I have a niece, who was married to what we all thought was a great guy. About 5 years in he has an affair with a woman from their bridal party. A mutual guy friend discovers this and approaches the husband and basically says "What you have done is wrong, and if you don't tell your wife... i will!" So the husband has no choice but to go ahead and confess to his wife that he had an affair. Of course the wife is tore apart by this news, and its too much for her to look past and get over, with no kids, she just decides to divorce.

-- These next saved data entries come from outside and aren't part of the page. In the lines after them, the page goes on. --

PR #620, opened 2016-11-27
Request build log only if size > 1

matrix:
If build_log_size is 1 will be printed an empty line for each hc_clGetProgramBuildInfo call


jsteube:
This PR is invalid, because this: 

> if (CL_rc == -1 && build_log_size > 1)

Some OpenCL runtime, when they have error, do not set CL_rc to -1, they only have build_log_size > 1

PR #887, opened 2016-11-29
Change fseek and ftell to o variants

neheb:
Standard way to do 64-bit file sizes

I do wonder if o-less functions also work on 32-bit binaries. (64-bit filesizes).


jsteube:
I don't know either. Let's hope 32 bit OS will die soon :)

PR #4646, opened 2026-03-12
Implement hc_lockfile and hc_unlockfile on Windows

### LINKED ISSUE #3941: Lock/unlock files properly for Windows
Implementing a proper fix will allow better feature parity between Linux and Windows and may reduce future bugs. This code is 8 years old and isn't causing any known bugs but would be good practice to fix.
See comments: (fcntl is Linux-only)
https://github.com/hashcat/hashcat/blob/c1a10518fd98535e3ef573d9cd5f8bab292c4609/src/locking.c#L49-L61

matrix:
`hc_lockfile` and `hc_unlockfile` do nothing on Windows. They return 0, so a caller that takes the lock holds nothing, and two hashcat processes appending to one potfile can interleave their lines.

## Reproduction

```
$ sed -n '/^#else/,/^}/p' src/locking.c

#else

int hc_lockfile (MAYBE_UNUSED HCFILE *fp)
{
  // we should put windows specific code here

  return 0;
}
```

The comment has been there since the function was written. This is the platform half that was left for later, and it is #3941.

## What it does now

`LockFileEx` and `UnlockFileEx` on the handle behind the descriptor, which is what the POSIX branch does with `fcntl` and `F_SETLKW`. `include/locking.h` takes `io.h` for `_get_osfhandle` on Windows and keeps `unistd.h` and `fcntl.h` everywhere else.

## Verification

This code compiles only for Windows, so it is checked by cross compiling on Linux:

```
$ make win

before: rc=0, 0 warnings, 0 errors
after:  rc=0, 0 warnings, 0 errors
```

A clean build does not say the calls are in the binary. The import table and the object file do:

```
$ x86_64-w64-mingw32-objdump -p hashcat.dll | grep -iE 'KERNEL32|LockFileEx'
        DLL Name: KERNEL32.dll
        1bf0f2   1013  LockFileEx
        1bf268   1458  UnlockFileEx

$ x86_64-w64-mingw32-nm obj/locking.WIN.o | grep __imp
         U __imp__get_osfhandle
         U __imp_LockFileEx
         U __imp_UnlockFileEx
```

I have no Windows machine, so the lock has not been observed to hold against a second process. What is shown above is that the code is compiled, linked and imported from kernel32.

## What this leaves out

An earlier version of this branch also added a check at nine call sites, across six files. That is a separate problem and it is not this platform's: those same nine of the seventeen places that take or release this lock discard the value on POSIX today as well, where the function has always been able to fail. Eight sites have been given checks already, in two different shapes, and what a failure should do is not settled between them.

So the callers are untouched here and the situation is written up in #4855 instead, which lists all seventeen sites and which of them check.

## tools/test_edge.sh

Has this happened to anyone else? When i heard this i was sad, but it also puzzled me. Sad ofcourse this happened to them, because my niece is a wonderful woman who deserved better. But wondered what i do if i was in the husband's position if i was stupid enough to cheat. My thing is, what's wrong is wrong and i acknowledge that. But if you have the stones to approach me and attempt to blackmail a confession out of me. Then you have to be prepared for me to threaten you with bodily harm. I would of told the guy to mind his business, and his business is not telling my wife ANYTHING! I know the guy did what he thought was right, and my niece's husband is not an aggressor. So this was never an issue. But i just had to think of how i'd feel if a mutual friend (if it was a guy) would approach me with such a thing.


----------



## DawnD (Sep 23, 2009)

The OW's H is the one who told me, and told my H the same thing. The answer my H had was to try and make sure he couldn't find me. Honestly, I think its more upsetting that some people think its okay to lie about that in the first place. You shouldn't have to be blackmailed into telling your spouse, but it happens. My H didn't like the fact this guy busted him out, but honestly it always comes out of the closet. Eventually. Maybe twenty years from now, maybe tomorrow. Why not do the right thing in the first place?


----------



## Catherine602 (Oct 14, 2010)

I think it is great she divorced him, more loyal spouses should get out when there are no children. I wonder why he got married in the first place. It would have been easier to stay single and continue seeing other women. :scratchhead:

I think the man did the right thing he bucked the code of silence but that makes him a decent man. He felt more compassion for for your niece than for her husband. 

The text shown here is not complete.